ジョコビッチ来日の真の理由。悲願達成へ早くも「準備」を始めている (3ページ目)

  • 内田暁●取材・文 text by Uchida Akatsuki
  • photo by AFLO

 だからこそ、現在32歳のセルビアの英雄は、オリンピックの金メダルを「自身の残りのキャリアにおける、最大の目標にして悲願」だと定義した。

「北京で銅メダルを母国に持ち帰れたのは、私の誇りだ。だからこそ東京では、もっといいものを持ち帰りたい。自分はまだ若く、情熱も感じている。
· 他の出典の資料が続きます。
Issue #400, opened 2017-07-29
ExceptionHandlerMiddleware uses _next as default ExceptionHandler?!


NinoFloris:
EDIT: The story is even weirder...

ExceptionHandlerMiddleware uses _next as default ExceptionHandler.
So let's say my aspnet controller throws an exception. this is bubbled and caught in the first try catch of the ExceptionHandlerMiddleware, then because most people will just run with the default `app.UseExceptionHandler()` we haven't explicitly set an ExceptionHandler and so it got set to `_next` by the constructor. This means we'll pointlessly run the same pipeline again in the second inner try catch: https://github.com/aspnet/Diagnostics/blob/4e044a1e30454b87edbc316f40ba608d1160cb28/src/Microsoft.AspNetCore.Diagnostics/ExceptionHandler/ExceptionHandlerMiddleware.cs#L74
this will of course result in the same exception 99% of the time.

And it also means most people will see two error log messages as for most of the cases (when `ExceptionHandler = _next`) will also log:
```cs
_logger.LogError(0, ex2, "An exception was thrown attempting to execute the error handler.");
```

Workaround:
```cs
var opts = new ExceptionHandlerOptions{ ExceptionHandler = ctx => Task.CompletedTask };
app.UseExceptionHandler(opts) 
```

This default is crazy, a waste of resources, and how this has never been reported is a mystery to me.

Tratcher:
ExceptionHandler defaults to _next for the ExceptionHandlingPath scenario (though we should add a check in the constructor that ExceptionHandlingPath is actually set). This scenario is the one used in templates (`UseExceptionHandler("/error")`). I haven't seen the other scenarios used in the wild.

davidfowl:
Why do we have that overload at all?

Tratcher:
Which overload, the no params one? For DI.

Eilon:
I believe this is what @Tratcher is talking about: There's a UseExceptionHandler overload that takes no params (aside from `this`): https://github.com/aspnet/Diagnostics/blob/dev/src/Microsoft.AspNetCore.Diagnostics/ExceptionHandler/ExceptionHandlerExtensions.cs#L19

[...]

PR #417, opened 2017-10-27
UseExceptionHandler throws if ExceptionHandlingPath not set

jbagga:
Addresses #400 

cc @Eilon

### DIFF
--- a/src/Microsoft.AspNetCore.Diagnostics/Resources.resx
+++ b/src/Microsoft.AspNetCore.Diagnostics/Resources.resx
@@ -247,4 +247,7 @@
   <data name="RuntimeInfoPage_Environment" xml:space="preserve">
     <value>Environment:</value>
   </data>
+  <data name="ExceptionHandlerOptions_NotConfiguredCorrectly" xml:space="preserve">
+    <value>The exception handler middleware options 'ExceptionHandlingPath' and 'ExceptionHandler' are both null. Please set either both or at least the 'ExceptionHandlingPath' when using 'app.UseExceptionHandler()'.</value>
+  </data>
 </root>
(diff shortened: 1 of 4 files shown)


src/Microsoft.AspNetCore.Diagnostics/Resources.resx
```diff
@@ -247,4 +247,7 @@
   <data name="RuntimeInfoPage_Environment" xml:space="preserve">
     <value>Environment:</value>
   </data>
+  <data name="ExceptionHandlerOptions_NotConfiguredCorrectly" xml:space="preserve">
+    <value>The exception handler middleware options 'ExceptionHandlingPath' and 'ExceptionHandler' are both null. Please set either both or at least the 'ExceptionHandlingPath' when using 'app.UseExceptionHandler()'.</value>
+  </data>
```
jbagga: Perhaps too verbose?

Tratcher: Agreed, you can combine those to say you must set either the path or the handler.

test/Microsoft.AspNetCore.Diagnostics.Tests/ExceptionHandlerTest.cs
```diff
@@ -494,5 +494,26 @@ public class ExceptionHandlerTest
...
+            // Arrange
+            DiagnosticListener diagnosticListener = null;
+
+            var builder = new WebHostBuilder()
+                .Configure(app =>
+                {
+                    diagnosticListener = app.ApplicationServices.GetRequiredService<DiagnosticListener>();
+
+                    // Act
+                    var exception = Assert.Throws<InvalidOperationException>(() => app.UseExceptionHandler());
```
Tratcher: The exception won't be thrown until you call builder.Build().

jbagga: No, the exception is thrown from the ctor. Unless that isn't what should happen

夢を実現できると信じているが、まずは一歩一歩進んで、いい状態に持っていきたい」。

 その「夢」の実現のため、彼は来年のオリンピックに向けて、早くも次のようなビジョンを抱いていると言った。

「まずは、暑さや湿度などの困難な現実を、精神的に受け入れること。そして次に大切なのは、事前の準備。健康状態を維持し、可能なかぎり早く東京を訪れて、万全の準備をしたい。

 オリンピックの時期は、ツアースケジュール的にも大会の多い時期なので、どこかのトーナメントを犠牲にしなくてはいけないかもしれない。1年後に何が起きるかはわからないが、オリンピックは間違いなく、私の最優先事項だ」。

 今回、東京を訪れた彼は、以前から「とても共感を抱き、尊敬していた」という日本文化に触れるべく、日帰りで京都を訪れ、牛若丸と天狗の伝承が残る鞍馬山にも登った。

 楽天オープンでは、勝つたびに新たに覚えた日本語を披露し、日を追うごとにさらなるファンを獲得している。

 世界1位が追い求める「夢」にして「悲願」への旅は、すでに始まっている。